韩述听了,跟母亲对望一眼,心照不宣地相视而笑,这已经是韩院长见到儿子时习惯性的开场白,他们听得多了,早已经麻木。
韩述是在一个典型的严父慈母的家庭里长大的孩子。韩院长夫妇膝下有一儿一女,韩述是小儿子,上头还有个比他年长四岁的姐姐韩琳。韩琳从小似乎比韩述更好地继承了父亲的严谨和端方性格,从来不需要父母过多的操心,韩院长过去一直以她为荣,可是韩琳从国内顶尖政法大学毕业之后出国深造,遇上了异国的真命天子,还没毕业就不顾父母的反对嫁到比利时做了全职家庭主妇,现在已经是三个孩子的母亲。为此,韩院长曾经有很长时间都不愿意接女儿打回来的电话,他不理解优秀的女儿为什么情愿放弃大好的前途为一个“鬼佬”生孩子做家务,可是近一两年来,也许时间让他终于习惯并接受了这一事实,加上那三个混血儿外孙长得又委实可爱,这才渐渐地松了口。可是,他对子女的期望却不得不寄托在过去并不看好的儿子身上。

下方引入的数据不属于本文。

PR #922, opened 2024-04-25
Set maximum viewport scale

### LINKED ISSUE #918: Disable viewport zoom
When focusing the code editor on mobile, the screen currently zooms into that field (at least on mobile). This is an automatic browser behavior meant to help you focus on the edit task at hand. But in this case, it's just weird. Some of the UI is now cut off and it takes some messing around to get back to the full 100% view.

Solution would be to prevent this automatic zoom by updating the `viewport` tag to the following.

`<meta name="viewport" content="width=device-width, initial-scale=1, maximum-scale=1">`

It currently is:

`<meta name="viewport" content="width=device-width, initial-scale=1">`

I could not figure out how to do this in Next, since it's not as easy as just putting that tag in the header (you end up with duplicate meta tags).

This would be a good one to get a test PR up and running to see if it fixes the behavior.

benalleng:
Closes #918 

the duplicate meta tag is there as we can't set metadata on `use-client` components so I added it in with the `<Portal/>` component

### DIFF
--- a/app/[lang]/chapters/[slug]/[lesson]/page.tsx
+++ b/app/[lang]/chapters/[slug]/[lesson]/page.tsx
@@ -94,6 +94,10 @@ export default function Page({ params }) {
     return (
       <Portal id="head">
         <title>{`${title} - Saving Satoshi`}</title>
+        <meta
+          name="viewport"
+          content="width=device-width, initial-scale=1 maximum-scale=1"
+        />
       </Portal>
     )
   }
--- a/config/metadata/index.ts
+++ b/config/metadata/index.ts
@@ -2,6 +2,11 @@ import openGraph from './opengraph'
 import twitter from './twitter'
 
 const metadata = {
+  viewport: {
+    width: 'device-width',
+    initialScale: 1,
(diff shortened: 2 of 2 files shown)


app/[lang]/chapters/[slug]/[lesson]/page.tsx
```diff
@@ -108,6 +108,10 @@ export default function Page({ params }) {
     return (
       <Portal id="head">
         <title>{`${title} - Saving Satoshi`}</title>
+        <meta
```
Comment (daviroo) [inline app/[lang]/chapters/[slug]/[lesson]/page.tsx:111]: There's a `Head.tsx` in the app which already has a viewport defined although I couldn't find it being imported/used in any application code - is this not being used and should it be perhaps?

benalleng:
Wanted to to a follow-up on these @daviroo where did you see that `Head.tsx` file? I can't seem to find it on the History and @GBKS does this PR fix your problem? I can't seem to reproduce on prod, probably my browser doesn't have that viewport zoom functionality

GBKS:
ACK. Just tested it on iPhone and this fixes the problem.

在韩述的记忆中,他小时候没少吃父亲的竹笋炒肉。韩院长是“棍棒底下出孝子”的坚定信奉者,他给予儿女的都是最最正统的教育,以期孩子们长大后能成为栋梁之才。韩述想,要是尊敬的韩院长看过《蜡笔小新》,一定会深有体会,因为他把儿子当作风间来培养,但是儿子小时候却像小新。当然,在韩述自己看来,他已经绝对地比别的孩子更为上进,但是很显然,他离韩院长的要求总隔着那么一段距离。直到上大学以前,他的成长模式一直是父亲狠狠地训,母亲狠狠地宠,经常是在韩院长那里劈头盖脑地挨了一顿排头,一转身,却被母亲抱在怀里心肝宝贝地叫。韩述认为,自己在这样的情况下还能茁壮成长为今天的韩检察官,而没有成为贾宝玉或者某个罪犯,实在是很值得骄傲的事情。
父子两寒暄了几句,就被韩母叫上了餐桌。韩母跟阿姨在厨房里打点,韩院长就问了韩述一些工作上的事情。
“听说你们分院把你作为市里的优秀青年检察官候选人往上面报了。”
“是有这么回事,不过只是候选人而已。”韩述回答这类问题相当小心,他要是表现出得意,父亲势必批评他太过张狂,可要是他太过低调,又会被归结为过于消极。
果然,饶是他如此回答,韩院长还是边喝茶边说,“我跟你们蔡检说过很多次了,私底下惯着你也就算了,公事上不应该这样。”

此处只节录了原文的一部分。